She slotted the bike into the nearest space to the house and killed the engine. She took off her helmet, angled her head and looked at her reflection in the mirror. She looked fine: the ride across London had given her some time to think and, now that she had taken a moment to consider it, she wondered whether she might have been overreacting to her conversation with Control. There was probably a very good explanation for the meeting he had taken with DOLLAR, whoever she was. It was entirely possible that he had been gathering intelligence prior to greenlighting the operation to eliminate her.
It was a pleasant day, unseasonably warm, and she was in a good mood as she crossed the pavement, opened the gate and then the front door.
“I’m home,” she called out.
There was no answer.
That was strange.

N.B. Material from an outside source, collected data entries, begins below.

PR #6370, opened 2025-01-14
fix(amazonq): rely on server-side data to communicate number of code generations remaining

siakmun-aws:
## Problem

Previously remaining code generation iterations are always displayed.

## Solution

Only display when it goes down to 2 or less.

---

### DIFF
--- a/packages/amazonq/.changes/next-release/Feature-f03a4f2f-5819-4276-b914-be0b1a4ecedf.json
+++ b/packages/amazonq/.changes/next-release/Feature-f03a4f2f-5819-4276-b914-be0b1a4ecedf.json
@@ -1,4 +1,0 @@
-{
-	"type": "Feature",
-	"description": "Disable displaying remaining code generation iterations until 2 or less remaining"
-}
--- a/packages/amazonq/.changes/next-release/Feature-f03a4f2f-5819-4276-b914-be0b1a4ecedf.json
+++ b/packages/amazonq/.changes/next-release/Feature-f03a4f2f-5819-4276-b914-be0b1a4ecedf.json
@@ -1,0 +1,4 @@
+{
+	"type": "Feature",
+	"description": "Disable displaying remaining code generation iterations until 2 or less remaining"
+}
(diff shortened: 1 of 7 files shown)


packages/core/src/amazonqFeatureDev/controllers/chat/controller.ts
```diff
@@ -465,7 +463,7 @@ export class FeatureDevController {
                     type: 'answer',
                     tabID: tabID,
                     message:
-                        remainingIterations === 0
+                        remainingIterations > 2 || remainingIterations <= 0
```
neilk-aws, line 466: Should we split this into two separate conditions? The reason is the ", or provide feedback for new code?" that is only shown when we're on the last two iterations in this PR.

I think we want

```
if > 2
    code or feedback
elif > 0
    code or feedback, iterations left
else
    code
```

packages/core/src/test/amazonqFeatureDev/session/sessionState.test.ts
```diff
@@ -111,17 +111,17 @@ describe('sessionState', () => {
         it('transitions to PrepareCodeGenState when codeGenerationStatus ready ', async () => {
             mockGetCodeGeneration = sinon.stub().resolves({
                 codeGenerationStatus: { status: 'Complete' },
-                codeGenerationRemainingIterationCount: 2,
-                codeGenerationTotalIterationCount: 3,
+                codeGenerationRemainingIterationCount: 9,
```
neilk-aws, line 114: nit: This shouldn't have needed to change since it's in a unit test. Keeping it as a different value may help you uncover any places where you're making assumptions based on the actual value.

packages/amazonq/.changes/next-release/Feature-f03a4f2f-5819-4276-b914-be0b1a4ecedf.json
```diff
@@ -0,0 +1,4 @@
+{
+	"type": "Feature",
+	"description": "Disable displaying remaining code generation iterations until 2 or less remaining"
```
neilk-aws, line 3: I think it's hard to justify why this is a feature. 

Instead, I think we can say type is bug fix and description is "Remove hard-coded limits and instead rely server-side data to communicate number of code generations remaining"

neilk-aws (changes requested):

siakmun-aws (commented):
Reviewed

neilk-aws (approved):

neilk-aws (approved):

PR #6372, opened 2025-01-15
build(lint): add rule to prefer direct imports over index.ts

Hweinstock:
## Problem
Importing from `..` or an `index.ts` file can lead to circular dependencies. 

## Solution
- add a lint rule to discourage importing from `..`. 
- migrate existing cases to import directly from the target module. 

---


.eslintrc.js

Her husband, Lucas, was a web developer and he worked from the second bedroom upstairs. It was past four o’clock as well, and so their daughter, Isabella, should have been home from school. She took off her jacket and hung it up. Perhaps they had gone to play in the park. She unfastened the clasps of her shoulder holster and took it off. She unclipped the leather strap that held the Sig Sauer in place, withdrew it, and popped out the magazine. She laid the gun and the magazine on the table. She had a gun safe upstairs and would put them away just as soon as she had poured herself a glass of water.
She went through into the kitchen. There was a pile of unopened post on the counter. She flipped through them with idle interest: bills, junk mail, nothing interesting.
She took the glass of water into the sitting room.
She dropped the glass.
Lucas was sitting on the sofa. Isabella was next to him. He had his arm around the girl’s shoulders.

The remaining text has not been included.